PR #2105, opened 2026-06-08
CPR-1192 Order Common Platform addresses by record type (Primary first)

lbevan:
# 🚨 READ THIS 🚨

Does this change...
* [ ] 🚩 Need Feature flagged

### DIFF
--- a/src/main/kotlin/uk/gov/justice/digital/hmpps/personrecord/api/model/canonical/CanonicalAddressSorter.kt
+++ b/src/main/kotlin/uk/gov/justice/digital/hmpps/personrecord/api/model/canonical/CanonicalAddressSorter.kt
@@ -26,5 +26,3 @@ object CanonicalAddressSorter {
     null -> 2
   }
 }
-
-
--- a/src/main/kotlin/uk/gov/justice/digital/hmpps/personrecord/api/model/canonical/CanonicalAddressSorter.kt
+++ b/src/main/kotlin/uk/gov/justice/digital/hmpps/personrecord/api/model/canonical/CanonicalAddressSorter.kt
@@ -9,13 +9,9 @@ import uk.gov.justice.digital.hmpps.personrecord.model.types.SourceSystemType.CO
 
 object CanonicalAddressSorter {
 
-  private val orderingStrategies: Map<SourceSystemType, Comparator<AddressEntity>> = mapOf(
-    COMMON_PLATFORM to compareBy { it.recordType.recordTypeOrder() },
-  )
-
-  fun sort(addresses: List<AddressEntity>): List<AddressEntity> {
-    val comparator = addresses.sourceSystem()?.let { orderingStrategies[it] } ?: return addresses
-    return addresses.sortedWith(comparator)
+  fun sort(addresses: List<AddressEntity>): List<AddressEntity> = when (addresses.sourceSystem()) {
+    COMMON_PLATFORM -> addresses.sortedWith(compareBy { it.recordType.recordTypeOrder() })
+    else -> addresses
   }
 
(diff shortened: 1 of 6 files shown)


src/test/kotlin/uk/gov/justice/digital/hmpps/personrecord/api/model/canonical/CanonicalAddressSorterTest.kt
```diff
@@ -0,0 +1,72 @@
...
+
+    val sorted = CanonicalAddressSorter.sort(addressesFor(COMMON_PLATFORM, noRecordType, previous, primary))
+
+    assertThat(sorted).containsExactly(primary, previous, noRecordType)
+  }
+
+  @Test
+  fun `should keep original order for source systems without an ordering strategy`() {
+    listOf(NOMIS, DELIUS, LIBRA).forEach { sourceSystem ->
+      val previous = address(randomPostcode(), PREVIOUS)
```
markreesmoj: none of these source systems have PRIMARY or PREVIOUS addresses. I know this concept is already confusing because we made it up ourselves. This could lead someone to think that we do in fact have such addresses

lbevan: Clarified this test by setting `recordType` to null and updating naming.

lbevan:
We could consider merging `recordType` into `addressStatus`, where `Primary == Main`, which would provide the same functionality and then we could drop the `recordType` field. This is a bit more involved so if we want to do this we can do it separately, at least for now this fixes the bug.

src/main/kotlin/uk/gov/justice/digital/hmpps/personrecord/api/model/canonical/CanonicalAddressSorter.kt
```diff
@@ -0,0 +1,28 @@
...
+object CanonicalAddressSorter {
+
+  private val orderingStrategies: Map<SourceSystemType, Comparator<AddressEntity>> = mapOf(
+    COMMON_PLATFORM to compareBy { it.recordType.recordTypeOrder() },
+  )
+
+  fun sort(addresses: List<AddressEntity>): List<AddressEntity> {
+    val comparator = addresses.sourceSystem()?.let { orderingStrategies[it] } ?: return addresses
+    return addresses.sortedWith(comparator)
+  }
```
markreesmoj:
```suggestion
  fun sort(addresses: List<AddressEntity>): List<AddressEntity> = when (addresses.sourceSystem()) {
    COMMON_PLATFORM -> addresses.sortedWith(compareBy { it.recordType.recordTypeOrder() })
    else -> addresses
  }
```

A small simplification to avoid the conditional return while preserving extensibility

markreesmoj:
> We could consider merging `recordType` into `addressStatus`, where `Primary == Main`, which would provide the same functionality and then we could drop the `recordType` field. This is a bit more involved so if we want to do this we can do it separately, at least for now this fixes the bug.

Maybe but we should gather requirements from anyone who wants this sorting before making a change. I would like to get rid of recordType if we can  - after all we made it up and none of our clients want or expect it.

markreesmoj (dismissed):
👍

src/main/kotlin/uk/gov/justice/digital/hmpps/personrecord/api/model/canonical/CanonicalAddressSorter.kt
lbevan: Very nice suggestion, applied :)

markreesmoj (approved):
👍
..........
**YOUR GOAL:** Copy out the entries in full, exactly as they appear.

**RESPONSE BELOW:**
PR #2105, opened 2026-06-08
CPR-1192 Order Common Platform addresses by record type (Primary first)

lbevan:
# 🚨 READ THIS 🚨

Does this change...
* [ ] 🚩 Need Feature flagged

### DIFF
--- a/src/main/kotlin/uk/gov/justice/digital/hmpps/personrecord/api/model/canonical/CanonicalAddressSorter.kt
+++ b/src/main/kotlin/uk/gov/justice/digital/hmpps/personrecord/api/model/canonical/CanonicalAddressSorter.kt
@@ -26,5 +26,3 @@ object CanonicalAddressSorter {
     null -> 2
   }
 }
-
-
--- a/src/main/kotlin/uk/gov/justice/digital/hmpps/personrecord/api/model/canonical/CanonicalAddressSorter.kt
+++ b/src/main/kotlin/uk/gov/justice/digital/hmpps/personrecord/api/model/canonical/CanonicalAddressSorter.kt
@@ -9,13 +9,9 @@ import uk.gov.justice.digital.hmpps.personrecord.model.types.SourceSystemType.CO
 
 object CanonicalAddressSorter {
 
-  private val orderingStrategies: Map<SourceSystemType, Comparator<AddressEntity>> = mapOf(
-    COMMON_PLATFORM to compareBy { it.recordType.recordTypeOrder() },
-  )
-
-  fun sort(addresses: List<AddressEntity>): List<AddressEntity> {
-    val comparator = addresses.sourceSystem()?.let { orderingStrategies[it] } ?: return addresses
-    return addresses.sortedWith(comparator)
+  fun sort(addresses: List<AddressEntity>): List<AddressEntity> = when (addresses.sourceSystem()) {
+    COMMON_PLATFORM -> addresses.sortedWith(compareBy { it.recordType.recordTypeOrder() })
+    else -> addresses
   }
 
(diff shortened: 1 of 6 files shown)


src/test/kotlin/uk/gov/justice/digital/hmpps/personrecord/api/model/canonical/CanonicalAddressSorterTest.kt
```diff
@@ -0,0 +1,72 @@
...
+
+    val sorted = CanonicalAddressSorter.sort(addressesFor(COMMON_PLATFORM, noRecordType, previous, primary))
+
+    assertThat(sorted).containsExactly(primary, previous, noRecordType)
+  }
+
+  @Test
+  fun `should keep original order for source systems without an ordering strategy`() {
+    listOf(NOMIS, DELIUS, LIBRA).forEach { sourceSystem ->
+      val previous = address(randomPostcode(), PREVIOUS)
```
markreesmoj: none of these source systems have PRIMARY or PREVIOUS addresses. I know this concept is already confusing because we made it up ourselves. This could lead someone to think that we do in fact have such addresses

lbevan: Clarified this test by setting `recordType` to null and updating naming.

lbevan:
We could consider merging `recordType` into `addressStatus`, where `Primary == Main`, which would provide the same functionality and then we could drop the `recordType` field. This is a bit more involved so if we want to do this we can do it separately, at least for now this fixes the bug.

src/main/kotlin/uk/gov/justice/digital/hmpps/personrecord/api/model/canonical/CanonicalAddressSorter.kt
```diff
@@ -0,0 +1,28 @@
...
+object CanonicalAddressSorter {
+
+  private val orderingStrategies: Map<SourceSystemType, Comparator<AddressEntity>> = mapOf(
+    COMMON_PLATFORM to compareBy { it.recordType.recordTypeOrder() },
+  )
+
+  fun sort(addresses: List<AddressEntity>): List<AddressEntity> {
+    val comparator = addresses.sourceSystem()?.let { orderingStrategies[it] } ?: return addresses
+    return addresses.sortedWith(comparator)
+  }
```
markreesmoj:
```suggestion
  fun sort(addresses: List<AddressEntity>): List<AddressEntity> = when (addresses.sourceSystem()) {
    COMMON_PLATFORM -> addresses.sortedWith(compareBy { it.recordType.recordTypeOrder() })
    else -> addresses
  }
```

A small simplification to avoid the conditional return while preserving extensibility

markreesmoj:
> We could consider merging `recordType` into `addressStatus`, where `Primary == Main`, which would provide the same functionality and then we could drop the `recordType` field. This is a bit more involved so if we want to do this we can do it separately, at least for now this fixes the bug.

Maybe but we should gather requirements from anyone who wants this sorting before making a change. I would like to get rid of recordType if we can  - after all we made it up and none of our clients want or expect it.

markreesmoj (dismissed):
👍

src/main/kotlin/uk/gov/justice/digital/hmpps/personrecord/api/model/canonical/CanonicalAddressSorter.kt
lbevan: Very nice suggestion, applied :)

markreesmoj (approved):
👍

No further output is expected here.